I have to write a code in Matlab that explains a conformal mapping under the transformation w=z^2+1/z. How can I do that?(I've already read the link: Exploring a Conformal Mapping, but with this particular transformation I failed).

Answer by Anton Semechko
on 9 Jul 2018

Edited by Anton Semechko
on 9 Jul 2018

Modified code ('conformal_map_demo') is attached below. In principle, this piece of code should should allow you to visualize any complex analytic function. You just have to modify the 'f' function manually.

Example for f=z^2

Example for f=z^2+1/z

function conformal_map_demo

% Grid settings

XLim=5*[-1 1];

n = 20;

dX=(XLim(2)-XLim(1))/n;

% Initialize figure

figure

ha1=subplot(1, 2, 1);

title ('Grid of Squares')

axis('equal')

hold on

ha2=subplot(1, 2, 2);

title ('Image Of Grid Under w = z^2 + 1/z')

axis('equal')

hold on

% ============================== PRE-IMAGE ================================

axes(ha1)

% Draw reference square at top-right corner

% -------------------------------------------------------------------------

su=[0 0; 1 0; 1 1; 0 1]; % unit square

s=bsxfun(@plus,dX*su,XLim(2)*[1 1]-dX);

fill(s(:,1),s(:,2),[0.9 0.9 0.9])

% Draw vertical grid lines at dX intervals

% -------------------------------------------------------------------------

for x=XLim(1):dX:XLim(2)

plot(x*ones(1,2),XLim,'b')

end

% Draw horizontal grid lines at dX intervals

% -------------------------------------------------------------------------

for y=XLim(1):dX:XLim(2)

plot(XLim,y*ones(1,2), 'r')

end

% Draw Unit Tangents for the reference square

% -------------------------------------------------------------------------

x1 = XLim(2)-dX;

y1 = x1;

% 1. Draw the Unit Tangent in the i-direction

a = [x1 x1];

b = y1 + dX*[0 1];

line(a, b, 'linewidth',3, 'color', 'blue')

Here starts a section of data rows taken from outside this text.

PR #50, opened 2019-01-14
SF-1082: Filter additional state before saving to browser history

jrmykolyn:


packages/@storefront/core/CHANGELOG.md
```diff
@@ -4,6 +4,13 @@ All notable changes to this project will be documented in this file.
 The format is based on [Keep a Changelog](https://keepachangelog.com/en/1.0.0/),
 and this project adheres to [Semantic Versioning](https://semver.org/spec/v2.0.0.html).
 
+## [Unreleased] [patch]
+### Changed
+- Update `filterState` to remove navigations, template, and a subset of
+  autocomplete data when `history.length === 0`.
```
jmbtutor: I'm having second thoughts about the wrapping.

Vic-Dev: Should specify the configuration, ie `when history configuration is set to length: 0` or something

packages/@storefront/core/src/services/url.ts
```diff
@@ -157,15 +157,38 @@ class UrlService extends BaseService<UrlService.Options> {
...
+    let { navigations, products, template } = data.present;
+    let {
+      navigations: autocompleteNavigations,
+      products: autocompleteProducts,
+      template: autocompleteTemplate,
+    } = data.present.autocomplete;
+
+    if (this.app.config.history.length === 0) {
+      autocompleteNavigations = [];
+      autocompleteProducts = products = [];
```
Vic-Dev: I know we do this in the tests, but afaik we general don't in the code https://github.com/airbnb/javascript#variables--no-chain-assignment

packages/@storefront/core/src/services/url.ts
```diff
@@ -157,15 +157,38 @@ class UrlService extends BaseService<UrlService.Options> {
...
+      autocompleteTemplate = template = <any>{};
```
Vic-Dev: same thing here (no-chain-assignment)

packages/@storefront/core/src/services/url.ts
jrmykolyn: Sounds good, will remove.

packages/@storefront/core/src/services/url.ts
jrmykolyn: Ditto above.

packages/@storefront/core/CHANGELOG.md
jrmykolyn: Since the other CHANGELOG entries do not wrap, I will revert this change.

jrmykolyn: Updated. Resolving.

packages/@storefront/core/test/unit/services/url.ts
```diff
@@ -454,8 +454,21 @@ suite('URL Service', ({ expect, spy, stub, itShouldBeCore, itShouldExtendBaseSer
   });
 
   describe('filterState()', () => {
-    it('should filter config from state and remove products when history length is 0', () => {
-      const data = { a: 'b', past: [{ a: 'b' }], present: { products: [1,2,3,4,5] } };
+    it('should filter config from state and remove products, navigations, templates, and autocomplete data when history length is 0', () => {
```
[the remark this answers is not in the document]
jrmykolyn: Addressed. Resolving.

packages/@storefront/core/src/services/url.ts
```diff
@@ -157,15 +157,40 @@ class UrlService extends BaseService<UrlService.Options> {
 
   filterState(state: Store.State) {
     const { session: { config, ...session }, data, ...rootConfig } = state;
-    const products = this.app.config.history.length === 0 ? [] : data.present.products;
+    let { navigations, products, template } = data.present;
+    let {
+      navigations: autocompleteNavigations,
+      products: autocompleteProducts,
+      template: autocompleteTemplate,
+    } = data.present.autocomplete;
```
jmbtutor: I think you can actually do this:
```js
    let {
      navigations,
      products,
      template
      autocomplete: {
        navigations: autocompleteNavigations,
        products: autocompleteProducts,
        template: autocompleteTemplate,
      }
    } = data.present;
```

Up to you if you don't think this is clearer.

packages/@storefront/core/src/services/url.ts
```diff
@@ -157,15 +157,40 @@ class UrlService extends BaseService<UrlService.Options> {
...
+
+    if (this.app.config.history.length === 0) {
+      autocompleteNavigations = [];
+      autocompleteProducts = [];
+      autocompleteTemplate = <any>{};
+      navigations = { allIds: [], byId: {}, sort: [] };
+      products = [];
+      template = <any>{};
```
jmbtutor: Will TypeScript complain if you remove the cast?

jrmykolyn: Yes, since original assignment is based on the state object, TypeScript expects the `template` properties to exist. Resolving.

packages/@storefront/core/src/services/url.ts
jrmykolyn: Looks good, will implement.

% 2. Draw the Unit Tangent in the r-direction

a = x1 + dX*[0 1];

b = [y1 y1];

line(a,b, 'linewidth',3, 'color', 'red')

hold off

% Set axes domain, and range

axis((XLim(2)+dX)*[-1 1 -1 1])

% ================================ IMAGE ==================================

axes(ha2)

f=@(z) z.^2 + 1./z;

% Draw the image of the reference square

% -------------------------------------------------------------------------

% Subdivide original reference square; to insert more points between corners

for i=1:8

s_new=(s+circshift(s,[-1 0]))/2;

s=reshape(cat(1,s',s_new'),2,[]);

s=s';

end

f_s=f(s(:,1)+1i*s(:,2));

fill(real(f_s),imag(f_s),[0.9 0.9 0.9])

% Draw images of the vertical lines

% -------------------------------------------------------------------------

BB=Inf*[1 -1;1 -1];

yy=linspace(XLim(1),XLim(2),1E3)';

for x = XLim(1):dX:XLim(2);

w=f(x*ones(1E3,1) + 1i*yy);

u=real(w);

v=imag(w);

plot(u,v,'-b')

if x~=0

BB(:,1)=min(BB(:,1),[min(u);min(v)]);

BB(:,2)=max(BB(:,2),[max(u);max(v)]);

end

end

% Draw the images of the horizontal lines

% -------------------------------------------------------------------------

xx=yy;

for y = XLim(1):dX:XLim(2);

w=f(xx+1i*y*ones(1E3,1));

u=real(w);

v=imag(w);

plot(u,v,'-r')

if y~=0

BB(:,1)=min(BB(:,1),[min(u);min(v)]);

BB(:,2)=max(BB(:,2),[max(u);max(v)]);

end

end

% Draw the images of the unit tangents under w

% -------------------------------------------------------------------------

% Jacobian the map

syms x y

Jxx=diff(real(f(x+1i*y)),'x');

Jxy=diff(real(f(x+1i*y)),'y');

Jyy=diff(imag(f(x+1i*y)),'y');

Jyx=diff(imag(f(x+1i*y)),'x');

J=[Jxx Jxy; Jyx Jyy];

% Evaluate Jacobian at the bottom-left corner of the reference square

c=XLim(2)*[1 1];

Jc=dX*double(subs(J,[x,y],c));

% Visualize new tangent vectors at c

[Ux,Uy]=deal([real(f_s(1)) imag(f_s(1))]);

Ux=[Ux;Ux+Jc(:,1)'];

Uy=[Uy;Uy+Jc(:,2)'];

plot(Ux(:,1),Ux(:,2),'-r','LineWidth',3)

plot(Uy(:,1),Uy(:,2),'-b','LineWidth',3)

% Set axes domain and range

BB(:,1)=min(BB(:,1),min([Ux;Uy])');

BB(:,2)=max(BB(:,2),max([Ux;Uy])');

dB=BB(:,2)-BB(:,1);

BB(:,1)=BB(:,1)-0.025*dB;

BB(:,2)=BB(:,2)+0.025*dB;

set(ha2,'XLim',BB(1,:),'YLim',BB(2,:))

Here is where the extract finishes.